# Handling missing data:


#### Three mechanisms of missing data:  
1. MCAR (MISSING COMPLETELY AT RANDOM)

2. MAR (MISSING AT RANDOM)

3. MNAR ( MISSINT NOT AT RANDOM)


#### Observed and Un-observed data:
1. **Observed data :** 
   - Data which is not missing, i.e. recorded data.

2. **Un-observed data :**
   - Data which is missing.   


![green-divider](https://user-images.githubusercontent.com/7065401/52071924-c003ad80-2562-11e9-8297-1c6595f8a7ff.png)


#### Rubin's Missing Data Mechanisms (1976)
we have three variables (more generally sets of variables), (Y,X,Z), with Y and Z fully observed. and X being missing.

##### Three Types of Missingness:

1. **Missing Completely At Random (MCAR)**
   - `P(R|X,Y,Z) = P(R)`: Missing probability independent of all variables, or chances of missingness are independent of all.

   - Hence likelyhood of a value being missing is completely unrelated to **observed** and **unobserved** data.

   - **Note** : likelyhood, chances and probability are synonyms of each other.

2. **Missing At Random (MAR)**
   - `P(R|X,Y,Z) = P(R|Y,Z)`: Missing probability depends only on observed variables Y,Z

3. **Missing Not At Random (MNAR)**
   - Missing probability depends on the unobserved value X itself

#####
**Summary Table**

| Type | Missing Probability Depends On | Consequence |
|------|--------------------------------|-------------|
| MCAR | Nothing | Complete case analysis unbiased |
| MAR | Observed variables only | Requires methods like multiple imputation |
| MNAR | Unobserved values | Requires modeling the missing mechanism |

*Note: R is binary Random variable, which is either 0 or 1, and indicates missingness. (R=1 if observed, R=0 if missing)*

---


![purple-divider](https://user-images.githubusercontent.com/7065401/52071927-c1cd7100-2562-11e9-908a-dde91ba14e59.png)

# Handling Missing Values

## Approaches to Missing Values
- **Remove Values**
  - Complete Case Analysis (CCA): Only analyze rows with no missing values in any column

- **Impute**
  - **Univariate**
    - Numerical
      - Mean/median
      - Random value
      - End of distribution
    - Categorical
      - Mode
      - Missing (as category)
  - **Multivariate**
    - KNN imputer
    - Iterative imputer

## Topics we are going to study : 
1. **Remove values** 

2. **Simple Imputer**

3. **KNN Imputer**

4. **Iterative Imputer**

5. **Missing Indicator**



![purple-divider](https://user-images.githubusercontent.com/7065401/52071927-c1cd7100-2562-11e9-908a-dde91ba14e59.png)

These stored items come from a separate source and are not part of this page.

PR #3063, opened 2019-10-22
fix(oauth): Revoke access tokens when revoking a refresh token

### LINKED ISSUE #1249: Destroying a `refresh_token` should destroy all `access_tokens` that were created from it

### LINKED ISSUE #3017: It takes two "Revoke" clicks to actually revoke device access

shane-tomlinson:
All access tokens for a client_id, uid pair are revoked whenever
revoking a refresh token to avoid phantom entries in the
user's devices & apps list.

Before this PR, the problem was revoking a refresh token would
only revoke the refresh token and none of the access tokens created
from it. This led to a user revoking a refresh token, but then
the access tokens created from it showing up in the user's devices
& apps list, and needing to revoke those separately.

Because we don't associate access tokens and refresh tokens, we can't
delete just the access token associated with the refresh token. Instead,
this PR uses a blunt instrument and revokes *all* the access tokens
for the user/client_id. If the user has multiple active refresh tokens,
then the clients will use those refresh tokens to get new access
tokens for the ones that were revoked prematurely.

fixes #1249
fixes #3017 

@vladikoff, @vbudhram, @rfk - r?

### DIFF
--- a/packages/123done/oauth.js
+++ b/packages/123done/oauth.js
@@ -48,6 +48,7 @@ function verifyIdToken(oauthConfig, token) {
 
 function setupOAuthFlow(req, action, options = {}, cb) {
   var params = {
+    access_type: 'offline',
     client_id: config.client_id,
     pkce_client_id: config.pkce_client_id,
     redirect_uri: config.redirect_uri,
--- a/packages/fxa-auth-server/fxa-oauth-server/lib/db/mysql/index.js
+++ b/packages/fxa-auth-server/fxa-oauth-server/lib/db/mysql/index.js
@@ -593,8 +593,16 @@ MysqlStore.prototype = {
 
   /**
    * Delete a specific refresh token, for some clientId and uid.
-   * We don't actually need to know the clientId or uid in order to delete a refresh token,
-   * but since they're available we use them a an additional check.
+   * Also deletes *all* access tokens for the clientId and uid combination,
+   * otherwise the refresh token is deleted but none of the access tokens
+   * created from that refresh token are, leaving ghost access tokens
+   * to appear in the users devices & apps list. See:
+   *
+   * https://github.com/mozilla/fxa/issues/1249
+   * https://github.com/mozilla/fxa/issues/3017
+   *
+   * If a user has multiple refresh tokens for a given client_id, clients
+   * will use their active refresh tokens to get new access tokens.
    *
    * @param {String} refreshTokenid Refresh Token ID as Hex
    * @param {String} clientId Client ID as Hex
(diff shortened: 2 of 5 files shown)


packages/123done/oauth.js
```diff
@@ -48,6 +48,7 @@ function verifyIdToken(oauthConfig, token) {
 
 function setupOAuthFlow(req, action, options = {}, cb) {
   var params = {
+    access_type: 'offline',
```
shane-tomlinson: I added this so that 123done would receive refresh tokens and we could add a functional test to the content server to ensure this is fixed.

packages/fxa-auth-server/fxa-oauth-server/lib/db/mysql/index.js
```diff
@@ -606,12 +614,22 @@ MysqlStore.prototype = {
...
+      DELETE_ACTIVE_TOKENS_BY_CLIENT_AND_UID,
+      [buf(clientId), buf(uid)]
+    );
+
+    const deleteRefreshTokens = this._write(
+      DELETE_REFRESH_TOKEN_WITH_CLIENT_AND_UID,
+      [buf(refreshTokenId), buf(clientId), buf(uid)]
+    );
+
+    const [, refreshTokenRes] = await P.all([
```
vbudhram: Should this be done in parallel? Is there a scenario where deleting a refresh tokens could fail and we don't want to delete access tokens?

Since this is parallel it is more performant though.

packages/fxa-auth-server/fxa-oauth-server/test/db/index.js
```diff
@@ -623,4 +623,59 @@ describe('db', function() {
...
+      );
+      assert.isTrue(wasRevoked);
+
+      assert.notOk(await db.getRefreshToken(refreshTokenIdHash));
+
+      // all access tokens for the client_id, uid should be revoked as well
+      // as the refresh token. Clients that do the right thing will use
+      // active refresh tokens to get new access tokens for the ones that
+      // have been revoked. Deleting all the access tokens is to prevent
+      // ghost access tokesn from appearing in the user's devices & apps list.
```
vbudhram: nit: `tokesn` -> `tokens`

packages/fxa-auth-server/fxa-oauth-server/lib/db/mysql/index.js
shane-tomlinson: Good suggestion. This is a pretty low traffic route, so doing those serially should be fine.

dannycoates:
TODO port to #2757

PR #3070, opened 2019-10-22
refactor(db): Remove the memory DB in the Auth server

shane-tomlinson:
The original idea of the memory DB was so developers
didn't need to install MySQL on their local machines.

Now that we run MySQL in a container, running MySQL
is no longer the burden it once was. This old memory
DB is just crufty code that has to be maintained and
often slows us down.

Goes along with #3062 where the memory DB was removed
for the OAuth server.


dannycoates:
https://github.com/mozilla/fxa/blob/master/packages/fxa-auth-db-mysql/index.js#L9

shane-tomlinson:
I dug in a bit further here today and was finally able to get the tests running, however each test module starts and stops its own test servers, eventually MySQL complains about having too many open connections. Will dig in more as I get time.

shane-tomlinson:
Closing until I can get back to this.

PR #3071, opened 2019-10-22
feat(metrics): add flow perf metrics to payments server pages

### LINKED ISSUE #996: Ensure we're monitoring client-side performance data for new Subscriptions pages

chenba:
Fixes #996

@mozilla/fxa-devs r?


packages/fxa-content-server/server/lib/flow-event.js
```diff
@@ -10,6 +10,7 @@ const flowMetrics = require('./flow-metrics');
 const geolocate = require('./geo-locate');
 const os = require('os');
 
+const VALIDATION_PATTERNS = require('./validation').PATTERNS;
```
6a68: :+1: nice! great to see the validation getting extracted to a central place

packages/fxa-payments-server/server/lib/flow-performance.js
```diff
@@ -0,0 +1,125 @@
+const os = require('os');
+const log = require('./logging/log')();
+
+const MAX_DATA_LENGTH = 100;
+const VERSION = 1;
+const HOSTNAME = os.hostname();
+const PERFORMANCE_TIMINGS = [
```
6a68: Functions and constants duplicated from content server's `lib/flow-event.js`, like `PERFORMANCE_TIMINGS`, `limitLength`, and `isValidTime`, should instead be extracted to fxa-shared. This will ensure we don't fix a bug in one place, but not the other.

packages/fxa-payments-server/server/lib/flow-performance.js
```diff
@@ -0,0 +1,125 @@
...
+        },
+        data,
+        request
+      );
+    }
+  });
+};
+
+function writePerfEvent(event, data, request) {
+  const eventData = {
```
6a68: This event format is very subtly different from the format logged by `logFlowEvent` in content-server `lib/flow-event.js`. It appears that `country` and `region` are present there, but omitted here. Might be better to use one event format for both spots, unless there's a really good reason to omit those properties here, and extract the duplicated code out to fxa-shared.

chenba: I think I left those out because they are not imported into Redshift.  I will add them for parity.

packages/fxa-payments-server/src/lib/config.test.ts
```diff
@@ -81,6 +94,24 @@ describe('readConfigFromMeta', () => {
     readConfigFromMeta(baseHeadQuerySelector);
     expect(config.featureFlags).toEqual(mockFeatureFlags);
   });
+
+  it('does not throws an error if meta[name="fxa-perf-start-time"] is empty', () => {
```
6a68: "does not throw"

packages/fxa-payments-server/src/routes/Product/index.test.tsx
```diff
@@ -121,6 +124,9 @@ describe('routes/Product', () => {
     const displayName = useDisplayName ? 'Foo Barson' : undefined;
     const apiMocks = initApiMocks(displayName);
     const { findByText, queryByText, queryByTestId } = render(<Subject />);
+    if (window.onload) {
+      window.onload(new Event('testo'));
```
6a68: `onload` expects a function

packages/fxa-payments-server/src/routes/Product/index.tsx
```diff
@@ -81,13 +82,20 @@ export const Product = ({
...
-  const { queryParams, locationReload } = useContext(AppContext);
+  const { config, locationReload, queryParams } = useContext(AppContext);
 
   const {
     plan: planId = '',
     activated: accountActivated = false,
   } = queryParams;
 
+  // There is no way to do this with a React Hook. We need the
+  // `navgationTiming.domComplete` value to calculate the "client" perf metric.
```
6a68: typo: `navigationTiming`

packages/fxa-payments-server/src/routes/Subscriptions/index.test.tsx
```diff
@@ -145,10 +143,15 @@ describe('routes/Subscriptions', () => {
     const { findByTestId, queryAllByTestId, queryByTestId } = render(
       <Subject />
     );
+    if (window.onload) {
+      window.onload(new Event('testo'));
```
6a68: same thing, need a function inside `onload`

packages/fxa-payments-server/src/routes/Subscriptions/index.tsx
```diff
@@ -113,6 +115,13 @@ export const Subscriptions = ({
 }: SubscriptionsProps) => {
   const { config, locationReload, navigateToUrl } = useContext(AppContext);
 
+  // There is no way to do this with a React Hook. We need the
+  // `navgationTiming.domComplete` value to calculate the "client" perf metric.
```
6a68: `navigationTiming` typo again

packages/fxa-payments-server/server/lib/flow-performance.js
```diff
@@ -0,0 +1,109 @@
...
+    !flowId ||
+    !navigationTiming
+  ) {
+    return;
+  }
+
+  // Since the flow originates in the content-server, the flow begin time should
+  // be before the perf start time.
+  if (perfStartTime < flowBeginTime) {
+    return;
```
6a68: It seems like we could silently lose perf metrics data here. Should we log something in this case?

packages/fxa-payments-server/Dockerfile
```diff
@@ -27,17 +27,27 @@ WORKDIR /app
...
+# Except, to avoid installing redis, we're just copying over the files
 # that are explicitly needed.
 COPY --chown=app:app ["fxa-shared/metrics/user-agent.js", "../fxa-shared/metrics/user-agent.js"]
 COPY --chown=app:app ["fxa-shared/metrics/amplitude.js", "../fxa-shared/metrics/amplitude.js"]
+COPY --chown=app:app ["fxa-shared/metrics/flow-performance.js", "../fxa-shared/metrics/flow-performance.js"]
 COPY --chown=app:app ["fxa-shared/express/index.js", "../fxa-shared/express/index.js"]
 COPY --chown=app:app ["fxa-shared/express/routing.js", "../fxa-shared/express/routing.js"]
 COPY --chown=app:app ["fxa-shared/express/cors.js", "../fxa-shared/express/cors.js"]
+COPY --chown=app:app ["fxa-shared/express/remote-address.js", "../fxa-shared/express/remote-address.js"]
+COPY --chown=app:app ["fxa-shared/express/remote-address.js", "../fxa-shared/express/geo-locate.js"]
```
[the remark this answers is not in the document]
chenba: 🤦‍♂

packages/fxa-payments-server/server/lib/flow-performance.js
chenba: Since we don't validate the flow params, `flowBeginTime` is ultimately untrustworthy.  And, it is not used in calculating the perf stats.  I think I could just remove this.

packages/fxa-payments-server/src/routes/Product/index.test.tsx
chenba: This is calling the `onload` handler, not registering a handler to it.  I'll update it to a `dispatchEvent`.

PR #3076, opened 2019-10-22
fix(metrics): Update app_version to send complete train version number

### LINKED ISSUE #3028: Add Dot Release Train Versions To Amplitude Metrics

# Techniques for Handling Missing Values

To address the challenges posed by missing values, data scientists and analysts employ various techniques, including:

1. **Deletion methods**: 
   - Removing rows or columns with missing data when the proportion of missingness is low.

2. **Imputation**: 
   - Replacing missing values with statistical estimates, such as mean, median, mode, or predictions from machine learning models.

3. **Advanced modeling**: 
   - Using algorithms designed to handle missing data, such as multiple imputation or matrix factorization.

4. **Flagging missingness**: 
   - Creating additional features to indicate whether a value was missing, which can add predictive value to models.